John Thrasher has held a lot of positions in his life: speaker of the Florida House, chairman of the Republican Party of Florida, lobbyist, chairman of Rick Scott's reelection campaign, and current state senator.
Yesterday the Florida State University Board of Trustees voted 11-2 to appoint Thrasher as the 15th president of the school. Once the state university system's board of governors approves the choice (generally seen as a formality), the 70-year-old Thrasher will resign from the senate and Scott's campaign to take over the president's office.
Supporters see him as a proven leader whose connections to Florida power will help the school raise the money that will return it to academic prominence.
Others see Thrasher as a Republican good ol' boy who is trading in his connections for a cushy job for which he has no experience.
Here's a quick rundown of why FSU is catching so much flack over the choice:
He's Not Qualified for the Job
It's difficult to separate the political from the practical in the debate, but perhaps the least political of objections is that Thrasher has no experience in higher-education administration whatsoever. He's a career politician taking a plum job normally reserved for career academics. True, Thrasher had served on FSU's Board of Trustees, but members are usually community, business, political, and alumni leaders who meet a few times a year and have little to do with the day-to-day running of the school.
To put it in perspective, all but one of the presidents of the state university system's 11 other schools are academics who had previous experience in college administration. The sole exception is University of North Florida's John Delaney, who had served as the mayor of Jacksonville before getting the job in 2003.
Florida A&M University president Dr. Elmira Mangum arrived at that school as a vice president of Cornell, an Ivy League school. University of Florida president Bernie Machem was formerly president of the University of Utah. Though the University of Miami is private, its president, Donna Shalala, served as chancellor (the equivalent of president) of the University of Wisconsin-Madison.
Thrasher will also be the only public university president in Florida without a doctorate, aside from Delaney.
T. K. Wetherell served as president of FSU from 2002 to 2010, and, like Thrasher, he's a former speaker of the state house (though as a Democrat). However, he was also the former president of Tallahassee Community College and holds a doctorate from FSU in educational administration.
College presidents without academic experience or PhDs are becoming slightly more common, but even when politics aren't involved, they tend to be controversial choices anywhere. Whatever the case, Thrasher's choice definitely goes against the traditional model for picking a Florida university president.

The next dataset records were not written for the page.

PR #14359, opened 2024-09-16
Chore(suite): use new Networks in suite utils

Lemonexe:
## Description

Refactoring deprecated `networksCompatibility` to `networks` in these low-hanging-fruit files:
- https://github.com/trezor/trezor-suite/pull/14359/commits/3e4116897cd3d7999300e89ab59761617899945f `useBitcoinAmountUnit`
- https://github.com/trezor/trezor-suite/pull/14359/commits/9a883b85ce93b4a3387e5b3a9c02759dff1c33f9 `router`
- https://github.com/trezor/trezor-suite/pull/14359/commits/00aa985e2fbe158e4edbde349f9da20f96e8488b `prepareNetworkSymbolFormatter`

Thrasher Never Had Any Real Competition
When former president Eric J. Barron left in April to take over the leadership of Penn State, Thrasher quickly emerged as the favorite to take the job. The board of trustees at one point was ready to interview Thrasher before any other applicant. However, outrage caused the board to rustle up some other candidates to interview, all of whom had academic experience. However, many speculated there was never really a competition, and Thrasher has now emerged victorious.
Concerns Over FSU Turning Into Some Republican College Experiment
This one might be liberal fantasy nightmare, but you can't deny that FSU is looking a little red these days.
You may remember the Koch brothers from their starring roles as the main villains on MSNBC's political dramas. They're superrich conservative/libertarian ideologues who helped bankroll the Tea Party movement. Well, Charles Koch's foundation helps fund the FSU economic department. There was a stir a few years ago that Koch's agreement with the school gave him influence over the hiring of professors and curriculum. That was tidied up, and Thrasher himself said he wouldn't accept donations that came with any promises to influence hiring and curriculum. Still, Koch continues to donate.
However, the board of trustees doesn't have day-to-day control over the school; it votes on whom to elect president and adopts official policy. FSU's board is packed with notable Republicans. Former Speaker of the House Allan Bense serves as chairman. Vice chair Leslie Pantin served on Gov. Jeb Bush's 2004 transition team. Brent W. Sembler serves on the board of the Republican Jewish Coalition. Joseph Gruters is the chairman of the Republican Party of Sarasota and is the former campaign manager for U.S. Rep. Vern Buchanan.
Thrasher Isn't Sure if He Believes in Evolution or Global Warming
These things may be up for debate in politics, but in academics they're pretty much settled science. Sure, we all know there are some Republicans who give vague answers about these topics so as not to upset their base, but even while gunning for the job of president of the university, Thrasher refused to clarify his positions.
Just Two Years Ago, Thrasher Sponsored a Bill That Would Have Made It Illegal for Him to Accept the Job
Thrasher sponsored a bill that would have made it illegal for any legislator to work for a public university while serving and would bar that person from taking jobs at public universities for two years after he or she left public service. That bill died, and it appears Thrasher doesn't want to practice what he once preached.
Speaking of ethics: Thrasher was also fined twice for violating ethics laws while serving in the state house.